▸ **About this exercise**
Copy out the lines of the records below, and only those lines, from the one with "PR #1423, opened 2025-01-15" through the one with "PR #1439, opened 2025-01-21", exactly as they appear.

===== Input material

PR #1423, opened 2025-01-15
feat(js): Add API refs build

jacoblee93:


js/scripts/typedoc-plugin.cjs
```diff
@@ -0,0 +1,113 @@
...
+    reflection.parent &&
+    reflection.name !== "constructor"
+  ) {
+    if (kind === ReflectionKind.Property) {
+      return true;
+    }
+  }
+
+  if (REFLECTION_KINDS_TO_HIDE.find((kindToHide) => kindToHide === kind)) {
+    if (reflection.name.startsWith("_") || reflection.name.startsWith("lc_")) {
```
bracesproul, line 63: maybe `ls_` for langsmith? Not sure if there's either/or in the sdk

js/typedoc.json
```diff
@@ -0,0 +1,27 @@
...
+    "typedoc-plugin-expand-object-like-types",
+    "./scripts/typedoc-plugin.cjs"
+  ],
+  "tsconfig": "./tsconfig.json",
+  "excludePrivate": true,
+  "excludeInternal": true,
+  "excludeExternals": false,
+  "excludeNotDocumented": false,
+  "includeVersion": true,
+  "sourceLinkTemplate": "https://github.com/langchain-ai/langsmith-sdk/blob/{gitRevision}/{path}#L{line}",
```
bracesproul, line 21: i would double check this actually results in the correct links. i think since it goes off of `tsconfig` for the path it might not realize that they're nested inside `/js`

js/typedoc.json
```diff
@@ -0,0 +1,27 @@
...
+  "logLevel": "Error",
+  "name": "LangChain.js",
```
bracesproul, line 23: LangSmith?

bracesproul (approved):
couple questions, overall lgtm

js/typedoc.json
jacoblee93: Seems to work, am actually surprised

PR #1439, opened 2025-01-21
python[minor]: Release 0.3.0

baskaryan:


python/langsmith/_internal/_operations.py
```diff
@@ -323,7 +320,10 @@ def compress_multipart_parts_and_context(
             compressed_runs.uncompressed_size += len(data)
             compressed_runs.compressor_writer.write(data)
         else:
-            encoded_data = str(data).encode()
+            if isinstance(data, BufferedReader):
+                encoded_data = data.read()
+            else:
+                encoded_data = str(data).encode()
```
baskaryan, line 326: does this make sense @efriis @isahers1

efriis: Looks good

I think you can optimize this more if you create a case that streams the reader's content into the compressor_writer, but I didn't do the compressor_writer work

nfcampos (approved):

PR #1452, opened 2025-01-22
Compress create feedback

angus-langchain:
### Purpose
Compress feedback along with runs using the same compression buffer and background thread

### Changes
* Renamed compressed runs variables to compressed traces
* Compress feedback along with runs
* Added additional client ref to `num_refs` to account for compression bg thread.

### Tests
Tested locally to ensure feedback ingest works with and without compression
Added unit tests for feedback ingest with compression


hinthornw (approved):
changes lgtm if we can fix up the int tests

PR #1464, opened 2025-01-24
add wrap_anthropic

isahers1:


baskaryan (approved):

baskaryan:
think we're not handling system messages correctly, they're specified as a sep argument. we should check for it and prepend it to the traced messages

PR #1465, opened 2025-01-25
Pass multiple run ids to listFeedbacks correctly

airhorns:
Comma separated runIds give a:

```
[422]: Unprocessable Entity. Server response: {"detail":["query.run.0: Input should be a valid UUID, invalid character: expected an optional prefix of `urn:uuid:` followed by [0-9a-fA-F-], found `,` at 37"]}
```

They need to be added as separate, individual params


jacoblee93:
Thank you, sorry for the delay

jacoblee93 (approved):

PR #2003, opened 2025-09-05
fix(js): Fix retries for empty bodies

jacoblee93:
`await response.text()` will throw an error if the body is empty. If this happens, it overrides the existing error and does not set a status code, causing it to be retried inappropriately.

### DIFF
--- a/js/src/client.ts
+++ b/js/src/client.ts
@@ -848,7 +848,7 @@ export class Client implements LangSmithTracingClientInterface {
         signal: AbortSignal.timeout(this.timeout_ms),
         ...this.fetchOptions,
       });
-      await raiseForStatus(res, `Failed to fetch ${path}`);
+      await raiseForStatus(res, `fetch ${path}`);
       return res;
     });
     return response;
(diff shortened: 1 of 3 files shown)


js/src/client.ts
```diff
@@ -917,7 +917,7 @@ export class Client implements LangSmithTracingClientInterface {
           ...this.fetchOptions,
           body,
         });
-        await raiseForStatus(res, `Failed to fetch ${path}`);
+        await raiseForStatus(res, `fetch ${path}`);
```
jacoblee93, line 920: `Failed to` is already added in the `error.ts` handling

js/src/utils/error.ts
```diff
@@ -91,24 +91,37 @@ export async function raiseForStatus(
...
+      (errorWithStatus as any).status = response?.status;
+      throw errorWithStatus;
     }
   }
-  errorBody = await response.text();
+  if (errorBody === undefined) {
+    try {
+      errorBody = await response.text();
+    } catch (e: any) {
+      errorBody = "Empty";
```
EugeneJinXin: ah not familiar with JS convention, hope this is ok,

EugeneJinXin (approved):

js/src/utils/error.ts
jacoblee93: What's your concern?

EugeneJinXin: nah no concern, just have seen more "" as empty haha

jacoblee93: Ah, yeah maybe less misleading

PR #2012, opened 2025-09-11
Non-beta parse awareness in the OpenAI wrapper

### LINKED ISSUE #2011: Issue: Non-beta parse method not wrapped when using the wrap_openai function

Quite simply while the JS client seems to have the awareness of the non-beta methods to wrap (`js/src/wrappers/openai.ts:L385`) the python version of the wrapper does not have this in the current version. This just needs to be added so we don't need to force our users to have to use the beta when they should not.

==========
===== Input material

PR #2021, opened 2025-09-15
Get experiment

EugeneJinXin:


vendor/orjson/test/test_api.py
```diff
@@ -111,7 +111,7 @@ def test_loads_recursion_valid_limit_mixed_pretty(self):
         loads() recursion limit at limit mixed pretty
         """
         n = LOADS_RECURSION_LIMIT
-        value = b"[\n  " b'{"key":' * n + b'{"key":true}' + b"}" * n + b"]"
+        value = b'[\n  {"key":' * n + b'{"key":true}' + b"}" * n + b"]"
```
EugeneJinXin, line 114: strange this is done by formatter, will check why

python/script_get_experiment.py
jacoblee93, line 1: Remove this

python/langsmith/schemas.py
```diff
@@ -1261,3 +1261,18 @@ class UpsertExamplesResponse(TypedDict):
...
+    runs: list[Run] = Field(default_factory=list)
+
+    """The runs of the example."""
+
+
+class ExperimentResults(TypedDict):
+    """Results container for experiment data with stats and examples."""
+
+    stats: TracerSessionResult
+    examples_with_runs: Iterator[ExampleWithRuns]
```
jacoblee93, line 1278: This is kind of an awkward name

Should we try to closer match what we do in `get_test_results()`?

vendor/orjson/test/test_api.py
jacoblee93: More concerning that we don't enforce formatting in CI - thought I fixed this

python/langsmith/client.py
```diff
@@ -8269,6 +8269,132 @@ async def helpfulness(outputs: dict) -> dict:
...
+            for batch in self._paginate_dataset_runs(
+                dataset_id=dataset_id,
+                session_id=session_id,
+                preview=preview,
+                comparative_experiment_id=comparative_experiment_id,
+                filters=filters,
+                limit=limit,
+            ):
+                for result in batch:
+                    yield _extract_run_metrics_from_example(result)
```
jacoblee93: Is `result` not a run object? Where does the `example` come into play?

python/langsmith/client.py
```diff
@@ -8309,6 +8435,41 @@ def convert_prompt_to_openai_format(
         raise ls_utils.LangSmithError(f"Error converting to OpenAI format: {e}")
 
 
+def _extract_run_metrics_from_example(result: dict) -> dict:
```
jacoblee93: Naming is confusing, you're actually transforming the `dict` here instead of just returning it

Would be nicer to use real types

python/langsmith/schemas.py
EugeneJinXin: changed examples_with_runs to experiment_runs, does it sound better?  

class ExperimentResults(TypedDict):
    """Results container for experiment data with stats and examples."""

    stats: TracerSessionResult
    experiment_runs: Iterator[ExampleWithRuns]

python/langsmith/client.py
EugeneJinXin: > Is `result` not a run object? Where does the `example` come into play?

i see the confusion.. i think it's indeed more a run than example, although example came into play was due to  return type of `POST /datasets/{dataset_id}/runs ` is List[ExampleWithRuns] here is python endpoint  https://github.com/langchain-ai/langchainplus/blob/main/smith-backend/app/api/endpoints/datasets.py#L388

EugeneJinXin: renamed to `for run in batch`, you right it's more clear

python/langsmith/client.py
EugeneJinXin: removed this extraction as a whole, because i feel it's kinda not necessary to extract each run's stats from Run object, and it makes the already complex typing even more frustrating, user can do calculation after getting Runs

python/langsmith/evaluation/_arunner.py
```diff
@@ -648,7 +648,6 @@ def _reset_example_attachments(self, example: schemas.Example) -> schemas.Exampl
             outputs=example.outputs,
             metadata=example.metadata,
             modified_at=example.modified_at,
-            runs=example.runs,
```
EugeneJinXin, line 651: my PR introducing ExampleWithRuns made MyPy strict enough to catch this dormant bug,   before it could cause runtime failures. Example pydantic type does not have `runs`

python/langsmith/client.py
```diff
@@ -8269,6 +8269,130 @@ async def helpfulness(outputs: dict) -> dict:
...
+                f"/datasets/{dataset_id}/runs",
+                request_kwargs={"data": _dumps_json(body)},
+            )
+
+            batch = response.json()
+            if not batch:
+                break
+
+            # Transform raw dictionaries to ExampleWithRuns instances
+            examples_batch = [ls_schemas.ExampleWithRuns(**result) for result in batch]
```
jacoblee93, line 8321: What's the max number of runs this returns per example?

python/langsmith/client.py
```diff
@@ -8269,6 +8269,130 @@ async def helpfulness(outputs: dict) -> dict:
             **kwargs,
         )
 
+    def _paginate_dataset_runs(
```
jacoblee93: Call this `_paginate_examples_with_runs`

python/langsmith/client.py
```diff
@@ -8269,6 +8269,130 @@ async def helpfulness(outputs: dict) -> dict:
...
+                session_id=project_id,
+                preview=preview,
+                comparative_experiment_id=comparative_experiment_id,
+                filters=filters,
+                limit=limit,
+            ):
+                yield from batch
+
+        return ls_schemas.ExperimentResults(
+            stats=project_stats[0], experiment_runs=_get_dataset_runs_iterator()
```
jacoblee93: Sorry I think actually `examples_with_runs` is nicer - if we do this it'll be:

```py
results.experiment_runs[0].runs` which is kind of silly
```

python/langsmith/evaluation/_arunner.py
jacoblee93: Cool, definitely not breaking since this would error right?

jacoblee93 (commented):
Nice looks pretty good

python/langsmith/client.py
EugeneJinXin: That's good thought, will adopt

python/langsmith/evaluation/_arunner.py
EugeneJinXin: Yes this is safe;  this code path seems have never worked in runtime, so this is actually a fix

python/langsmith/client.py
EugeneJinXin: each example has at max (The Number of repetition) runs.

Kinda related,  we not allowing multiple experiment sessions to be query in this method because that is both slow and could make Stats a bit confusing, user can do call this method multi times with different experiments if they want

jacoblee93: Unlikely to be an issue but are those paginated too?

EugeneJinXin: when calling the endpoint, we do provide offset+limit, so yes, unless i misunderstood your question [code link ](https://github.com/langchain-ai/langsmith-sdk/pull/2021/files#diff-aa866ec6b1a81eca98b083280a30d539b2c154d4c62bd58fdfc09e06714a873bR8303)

==========

▸ **Written solution**
PR #1423, opened 2025-01-15
feat(js): Add API refs build

jacoblee93:


js/scripts/typedoc-plugin.cjs
```diff
@@ -0,0 +1,113 @@
...
+    reflection.parent &&
+    reflection.name !== "constructor"
+  ) {
+    if (kind === ReflectionKind.Property) {
+      return true;
+    }
+  }
+
+  if (REFLECTION_KINDS_TO_HIDE.find((kindToHide) => kindToHide === kind)) {
+    if (reflection.name.startsWith("_") || reflection.name.startsWith("lc_")) {
```
bracesproul, line 63: maybe `ls_` for langsmith? Not sure if there's either/or in the sdk

js/typedoc.json
```diff
@@ -0,0 +1,27 @@
...
+    "typedoc-plugin-expand-object-like-types",
+    "./scripts/typedoc-plugin.cjs"
+  ],
+  "tsconfig": "./tsconfig.json",
+  "excludePrivate": true,
+  "excludeInternal": true,
+  "excludeExternals": false,
+  "excludeNotDocumented": false,
+  "includeVersion": true,
+  "sourceLinkTemplate": "https://github.com/langchain-ai/langsmith-sdk/blob/{gitRevision}/{path}#L{line}",
```
bracesproul, line 21: i would double check this actually results in the correct links. i think since it goes off of `tsconfig` for the path it might not realize that they're nested inside `/js`

js/typedoc.json
```diff
@@ -0,0 +1,27 @@
...
+  "logLevel": "Error",
+  "name": "LangChain.js",
```
bracesproul, line 23: LangSmith?

bracesproul (approved):
couple questions, overall lgtm

js/typedoc.json
jacoblee93: Seems to work, am actually surprised

PR #1439, opened 2025-01-21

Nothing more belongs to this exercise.